Texas Border Business
By News and Internal Communications
RIO GRANDE VALLEY, TEXAS – Dr. John VandeBerg, a professor of Human Genetics at UTRGV, is part of an international research collaboration that has produced the first detailed roadmap of how our DNA sends its information to the embryo’s cells to control the development of different tissues and organs.
The process, called “gene expression,” can determine the health of an embryo by directing each organ to adapt to its changing environment.
The roadmap will be an invaluable resource for pinpointing the causes of developmental abnormalities in humans, both before and after birth, said VandeBerg, director of the Laboratory Opossum Research Resource, which is maintained by the Department of Human Genetics at the UTRGV School of Medicine.
The research also will be useful in establishing new therapies aimed at correcting errors in gene expression that cause abnormalities like learning disorders and mental retardation.
“The Human Genome Project, completed in 2003, determined the structure of each of the 20,000 genes in the genome,” he said. “Our roadmap of gene expression tells us how differences in the expression of those genes lead to the creation of different tissues and organs with different physiological functions.”
Results of the eight-country collaboration were published in June in a manuscript – “Gene expression across mammalian organ development” – in the prestigious British journal “Nature.”
The manuscript is available in its entirety at https://doi.org/10.1038/s41586-019-1338-5.
“This research speaks to the importance of international collaboration in science,” VandeBerg said.

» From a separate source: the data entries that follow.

PR #126, opened 2023-10-06
migrate weight algorithm utilities to new module

### LINKED ISSUE #88: Migrate weight algorithm utility functions to /new
Since it's using different dataclasses for Student. Team, etc, these utility methods need to be slightly modified to work in the new weight algorithm

Opeyem1a:
closes #88

No tests because they are technically already written in the web-app and #90 will bring them in

### DIFF
--- a/api/ai/new/weight_algorithm/utility/__init__.py
+++ b/api/ai/new/weight_algorithm/utility/__init__.py
@@ -1,0 +1,4 @@
+from .diversity_utility import get_diversity_utility
+from .preference_utility import get_preference_utility
+from .requirement_utility import get_requirement_utility
+from .social_utility import get_social_utility
--- a/api/ai/new/weight_algorithm/utility/social_network.py
+++ b/api/ai/new/weight_algorithm/utility/social_network.py
@@ -1,0 +1,166 @@
+from typing import List, Dict
+
+from api.models.enums import Relationship, Weight
+from api.models.student import Student
+
+
+class SocialNetwork:
+    _network = {}
+
+    def __init__(self, students: List[Student], balanced=True):
+        """
+        WARNING: Passing an unbalanced social network to SubSocialNetwork causes inconsistencies in its methods.
+        The ability to do this is currently only used for testing purposes.
+        """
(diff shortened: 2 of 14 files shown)


Opeyem1a:
* main
  * **PR #126** <a href="https://app.graphite.dev/github/pr/Teamable-Analytics/algorithms/126" target="_blank">Graphite</a>  👈

This comment was auto-generated by [Graphite](https://app.graphite.dev/github/pr/Teamable-Analytics/algorithms/126?utm_source=stack-comment).

api/ai/new/weight_algorithm/utility/__init__.py
justino599, line 1: Why are we adding stuff into an `__init__.py`? I guess my question is really, what does this do? Because I'm sure there's a reason

api/ai/new/weight_algorithm/utility/social_network.py
```diff
@@ -0,0 +1,166 @@
...
+
+
+class SocialNetwork:
+    _network = {}
+
+    def __init__(self, students: List[Student], balanced=True):
+        """
+        WARNING: Passing an unbalanced social network to SubSocialNetwork causes inconsistencies in its methods.
+        The ability to do this is currently only used for testing purposes.
+        """
```
justino599, line 14: Is this still the case?

justino599 (approved):
LGTM

api/ai/new/weight_algorithm/utility/__init__.py
Opeyem1a: @justino599 
Oh it just makes imports nicer, but in a high level way, it truly makes this directory into a "module"

So it's `from utility import social_utility` instead of `from utility.social_utility import social_utility`
In the same way you do `from typing import List` and not `from typing.lists import List`

api/ai/new/weight_algorithm/utility/social_network.py
Opeyem1a: Oh good point, I'll ponder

The transnational initiative has been ongoing for about a decade and involves institutions based in China, Germany, Portugal, Russia, Switzerland, Sweden, the United Kingdom and the United States. The lead institution is Heidelberg University in Germany.
The roadmap was completed for humans, laboratory mice and five other species, including the laboratory opossum, a small marsupial that closely resembles a human embryo at six weeks of development.

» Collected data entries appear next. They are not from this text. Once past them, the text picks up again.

Issue #108, opened 2023-09-28
Develop a way to configure PriorityAlgorithm with different configs


Opeyem1a:
"Configs" refers to the constants like `MAX_TIME` and `MAX_SPREAD` that are defined within the `PriorityAlgorithm` class. These constants affect the algorithm significantly and we want to be capable of making a graph like "priority satisfaction (y-axis) vs MAX_SPREAD (x-axis)"

Idea:
- Some kind of `algorithm_configs` dict as a parameter to `Simulation`
- Each algorithm takes an instance of `Config` in their `__init__` and this is extended to be specific to algorithms (like the new `AlgorithmOption` interface is
- If config is provided in the init, it is used instead of the default config that will still be a static attribute in the algorithm classes

Note:
- Only priority currently needs a config, but it's conceivable that other algorithms might need this extensibility eventually (i.e. config for social algorithm might include whether to deal with remaining students using random or weight algorithm, for example)

PR #128, opened 2023-10-06
early work for algorithm config support

Opeyem1a:
related to #108 

Adds this structure for the reimplementation of the algorithms
Comments in the code specify, but tldr Configs exist so we can augment how algorithms actually behave and they are not something to be customized by end users, but eventually there will be a simple way to overwrite these configs within a simulation for benchmarking purposes

### DIFF
--- a/api/ai/new/interfaces/algorithm.py
+++ b/api/ai/new/interfaces/algorithm.py
@@ -14,7 +14,7 @@ class Algorithm(ABC):
         self,
         algorithm_options: AlgorithmOptions,
         team_generation_options: TeamGenerationOptions,
-            algorithm_config: AlgorithmConfig = None,
+        algorithm_config: AlgorithmConfig = None,
     ):
         self.algorithm_options: AlgorithmOptions = algorithm_options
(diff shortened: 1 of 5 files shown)


Opeyem1a:
* main
  * **PR #128** <a href="https://app.graphite.dev/github/pr/Teamable-Analytics/algorithms/128" target="_blank">Graphite</a>  👈

This comment was auto-generated by [Graphite](https://app.graphite.dev/github/pr/Teamable-Analytics/algorithms/128?utm_source=stack-comment).

ketphan02:
As I understand this, we will pass `AlgorithmOption` instead of *args and **kwargs

justino599 (approved):
As this is "early work", I'll approve it, but I assume all the empty config classes will be filled out with their default configurations?

Opeyem1a:
@justino599 yeah, although some may remain empty/be deleted since not all algorithms currently have/need configs - I hadn't chosen yet and thought it would be nice to keep PRs small and progress moving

VandeBerg’s lab, which developed and maintains the only large breeding colony of laboratory opossums in the world, had a vital role in the published results by helping researchers understand similarities and differences in organ development between placental mammals and marsupials. He contributed his expertise with the species to the published work, and he and his team collected data from more than 100 opossums for this project.
“The roadmap of changes in gene expression during normal development will guide the way to developing new strategies for preventing and treating abnormalities caused by aberrant gene expression,” he said.